By default cross_val_score will simply split the data into adjacent folds, one can pass, say, cv=7 as an argument to split into $7$ adjacent folds. Splitting into adjacent folds does not involve randomness, as it has been the case when we used train_test_split. This is a good procedure when the data one is dealing with is presented to the model in a random order, i.e. if the dataset has no particular order of values or labels. In most cases datasets have order, e.g. one label is at the top of the dataset and another at the bottom. In order to remove the impact of data ordering we can define how folds of the data are created. We pass as the argument to cv= a KFold object which defines how the folds are to be created. In the case below we ask for $5$ folds, and also ask for the data to be shuffled (at random) before the fold creation, preventing the impact of any order of samples within the dataset.

In [10]:
from sklearn.model_selection import cross_val_score, KFold

model = make_pipeline(PolynomialFeatures(degree=2), LinearRegression())
cross_val_score(model, t[:, np.newaxis], spd[:, np.newaxis], cv=KFold(n_splits=5, shuffle=True))
array([0.93829684, 0.93958754, 0.97499934, 0.96036292, 0.94876225])

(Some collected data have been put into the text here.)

PR #729, opened 2020-08-12
📅 Calendar Events Subscription

### LINKED ISSUE #641: Implement calendar events subscription
## Description
Implement a subscription that will constantly update calendar event list whenever anything changes

## Dependencies
#329 

## Definition of done
- [ ] Refactor existing code to provide Flow of calendar events
- [ ] Implement subscription that will provide continuous calendar event list updates
- [ ] 🔥 Old code that was responsible for calendar event updates
- [ ] Add tests

semanticer:
### Summary
This implements subscription for updating our calendar events list

### Relationships
Closes #641
 
Refs #731 

### Pull Request checklist

### Pointers
Our permission logic is unfortunately in deep 💩 so you have to manually change `val calendarPermissionWasGranted: Boolean = false,` in AppState to `true` to see some calendar events. I will create a separate issue for fixing permissions.

### Review template

- [ ] The code considers i18n

## Merge permissions
Anyone


app/src/main/java/com/toggl/domain/loading/LoadCalendarEventsSubscription.kt
```diff
@@ -0,0 +1,143 @@
...
+import java.time.OffsetDateTime
+import java.time.ZoneOffset
+
+private class CalendarEventsContentObserver(
+    private val contentResolver: ContentResolver,
+    private val fromStartDate: OffsetDateTime,
+    private val toEndDate: OffsetDateTime,
+    private val fromCalendars: List<Calendar>,
+    private val calendarEventsFlow: MutableStateFlow<List<CalendarEvent>>
+) : ContentObserver(null) {
```
heytherewill, line 84: Can you add the label here so we know what null is? 🤔

app/src/main/java/com/toggl/domain/loading/LoadCalendarEventsSubscription.kt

Depending on our needs we can take the mean or the lowest value to estimate the performance of our model. If we have lots of data, taking the minimum value is a good measure since it may account for entire groups of data that are badly learned. But if we have very few data points a mean is more meaningful, as a single low value may be a case of few outliers - possibly mistakes in the dataset itself.

Now we can reasonably say that we are confident in our model. In other words, thanks to the cross-validation scores, we are confident that our model can reasonably predict values for new input data. In machine learning we often say that our model can generalize well to previously unknown data.